WHAT COULD THAT MEAN FOR U.S. TAXPAYERS?
Many pension funds and other investment vehicles are required to only hold investments with high credit ratings. If a city or state, for example, sees its credit rating fall too low, those investment funds would have to sell any holdings of those bonds. That would force the government issuing those bonds to pay a higher interest rate on its future bonds to attract other investors.
If that were to happen to U.S. Treasury securities, the federal government could be required to pay higher interest rates, which would push up interest costs for the government and taxpayers.
WILL U.S. BORROWING COSTS RISE?
Few economists think that such an outcome will actually occur. Instead, they think Fitch’s downgrade will have little impact. Few pension funds are limited to holding just triple-A rated debt, according to Goldman Sachs, which means the current AA+ from Fitch and Standard & Poor’s will be sufficient to maintain demand for Treasurys.
“We do not believe there are any meaningful holders of Treasury securities who will be forced to sell due to a downgrade,” Alec Phillips, chief political economist for Goldman Sachs, wrote in a research note.
Large U.S. banks that are required by regulators to hold Treasurys won’t see any changes in those rules just because of the downgrade, Phillips added in an interview, because regulators will still see them as safe investments.
For most investors, U.S. Treasury securities are essentially in a class by themselves. The U.S. government bond market is the largest in the world, which makes it easy for investors to buy and sell Treasurys as needed. The United States’ large economy and historic political stability has led many investors to see Treasurys as nearly the equivalent of cash.
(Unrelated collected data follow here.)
PR #513, opened 2019-02-28
Integers stay integers

madig:
When round-tripping, integer coordinates in .glyphs files end up being floats in the UFO.

It seems to happen when parsing .glyphs files.


madig:
Jany says that this might not be that good of an idea, because floats in a UFO might be converted to ints, so this might result in gratuitous Git diffs. Maybe it's a normalization issue instead? Thoughts?

madig:
I'll just go ahead with this.

PR #519, opened 2019-04-02
Support public.skipExportGlyphs lib key for storing export flags

madig:
https://github.com/googlei18n/glyphsLib/issues/515.

Handling this well in a oh-please-not-more-technical-debt kind of way is tricky.

There are three ways to signal that a glyph should not be exported:
1. The old `com.schriftgestaltung.Glyphs.Export` glyph lib key
2. The new UFO-level `public.skipExportGlyphs` lib key
3. The new Designspace-level `public.skipExportGlyphs` lib key

ufo2ft will look into the Designspace lib key when using the `compile*FromDS` functions and into the UFO-level lib keys with the other `compile*` functions. Writing only to the Designspace-level lib key may complicate e.g. fontmake, which uses `glyphsLib.to_designspace` to convert a .glyphs file into DS + UFOs, but uses `compile*` or `compile*FromDS` depending on what the user specifies on the CLI.

Proposed behavior:
- ufo2glyphs (`to_glyphs`):
  - When reading a Designspace file, honor only the old glyph lib key and the Designspace-level lib key
  - When reading loose UFOs, construct a Designspace and read the UFO-level `public.skipExportGlyphs` lib key, but error out when the lists don't match or some have one and others don't
- glyphs2ufo (`to_ufos`, `to_designspace`)
  - Write UFO and Designspace-level `public.skipExportGlyphs` lib keys.

### DIFF
--- a/Lib/glyphsLib/builder/builders.py
+++ b/Lib/glyphsLib/builder/builders.py
@@ -212,6 +212,10 @@ class UFOBuilder(_LoggerMixin):
         self.to_ufo_groups()
         self.to_ufo_kerning()
 
+        # Sanitize skip list and write it to both Designspace- and UFO-level lib keys.
+        # The latter is unnecessary when using e.g. the `ufo2ft.compile*FromDS`
+        # functions, but the data may take a different path. Writing it everywhere can
+        # save on surprises/logic in other software.
         skip_export_glyphs = self._designspace.lib.get("public.skipExportGlyphs")
         if skip_export_glyphs is not None:
             skip_export_glyphs = sorted(set(skip_export_glyphs))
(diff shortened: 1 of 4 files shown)


anthrotype:
sgtm

madig:
Must check interaction with the "Keep Glyphs" and "Remove Glyphs" (and others?) parameters...

madig:
We only support "Keep Glyphs" currently and it turns out it causes feature subsetting on export from Glyphs.app. `public.skipExportGlyphs` does not, currently, and as such can't be used to adapt "Keep Glyphs".

anthrotype:
I also had to revert this, because fontmake --subset option relies on the individual glyph Export flags and works slightly differently than then new `skipExportGlyphs` feature as implemented in ufo2ft. Specifically, the latter decomposes component glyphs that are marked as non-export, whereas fontmake (which uses fonttools subsetter to subset after compilation, not on the source files) keeps the components that are marked as non-export without decomposing the composite glyphs that reference them.
We need to keep supporting the old behavior and make the new one opt-in behind some flag.

madig:
> new one opt-in behind some flag

In fontmake or glyphsLib?

aaronbell:
Hi. Did this ever get implemented in another way? Or did it sort of fall by the wayside?

aaronbell:
(I should mention that I am able to work around it by manually updating the designspace file as part of the export process, but it'd be nice not to have to do that :) )

madig:
`glyphs2ufo --write-public-skip-export-glyphs ...`

aaronbell:
Aha! Wish I'd spotted that sooner 😅

PR #554, opened 2019-09-14
Drop support for legacy Python 2.7

### LINKED ISSUE #544: Drop Python 2 support

madig:
Continuation from #550 because I can't push to hugovk's branch.

Closes #544.

There are more things that could be changed, like ,making the code in `types.ValueType` use f-strings, etc., but I feel that can also be done another time.


madig:
@hugovk Can you please give the bot your ok?

hugovk:
@googlebot I consent.

madig:
Thanks!

hugovk:
You're welcome!

PR #564, opened 2019-11-06
add support for ufoLib2 (in addition to defcon)

anthrotype:
use ufoLib2 by default -- but still allow to use defcon (or a compatible UFO library) as the `ufo_module` in build_masters, to_designspace, to_ufos, etc.

glyphs2ufo also has a new `--ufo-module` option.

### DIFF
--- a/Lib/glyphsLib/cli.py
+++ b/Lib/glyphsLib/cli.py
@@ -150,6 +150,16 @@ def main(args=None):
     parser_ufo2glyphs.add_argument(
         "--output-path", help="The path to write the Glyphs file to."
     )
+    parser_ufo2glyphs.add_argument(
+        "--ufo-module",
+        metavar="UFO_MODULE",
+        choices=("ufoLib2", "defcon"),
+        default="ufoLib2",
+        help=(
+            "Select the default library for reading UFOs. Choose between: %(choices)s "
+            "(default: %(default)s)"
+        ),
+    )
     group = parser_ufo2glyphs.add_argument_group(
         "Roundtripping between UFOs and Glyphs"
     )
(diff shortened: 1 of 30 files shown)


Lib/glyphsLib/cli.py
```diff
@@ -224,7 +235,7 @@ def ufo2glyphs(options):
         designspace.read(designspace_file)
         object_to_read = designspace
     elif all(source.endswith(".ufo") and os.path.isdir(source) for source in sources):
-        ufos = [defcon.Font(source) for source in sources]
+        ufos = [ufoLib2.Font.open(source) for source in sources]
```
madig: shouldn't this be ufo_module instead of ufoLib2?

anthrotype: No because that is ufo2glyphs

anthrotype: ufo_module is only for specifying the output UFO library

tests/test_helpers.py
```diff
@@ -191,20 +212,23 @@ def deboolize(lib):
...
-def normalize_ufo_lib(path):
+def normalize_ufo_lib(path, ufo_module):
     """Go through each `lib` element recursively and transform `bools` into
     `int` because that's what's going to happen on round-trip with Glyphs.
     """
-    font = defcon.Font(path)
+    try:
+        font = ufo_module.Font.open(path)
+    except AttributeError:
+        font = ufo_module.Font(path)
```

Rating agency downgrades typically have more impact on smaller, lesser-know debt issuers, such as municipal governments. In those cases, even large investors may not have much information about the creditworthiness of the bond and are more reliant on the ratings agencies, Phillips said.
Yet that isn’t really the case for Treasury bonds and notes, he said. Large investment funds and banks form their own opinions about Treasury securities and don’t rely on the ratings agencies, he said. Fitch’s analysis also didn’t provide much new information, he added. Other entities, such as the nonpartisan Congressional Budget Office, have made similar projections about where U.S. government debt is headed.
“Nobody’s holding Treasuries because of the ratings,” Phillips added.
WHAT DOES FITCH MEAN BY ‘GOVERNANCE’?
Fitch cited a decline in “governance” as a key reason for its downgrade, a reference to the repeated battles in Washington over the past two decades that have led to government shutdowns or even taken the government to the brink of a debt default.
“The repeated debt-limit political standoffs and last-minute resolutions have eroded confidence in fiscal management,” Fitch said.
At the same time, Fitch is referring to the inability of even compromise legislation to meaningfully address the long-term drivers of federal government debt, specifically entitlement programs for the elderly such as Social Security and Medicaid.
“There has been only limited progress in tackling medium-term challenges related to rising social security and Medicare costs due to an aging population,” Fitch said.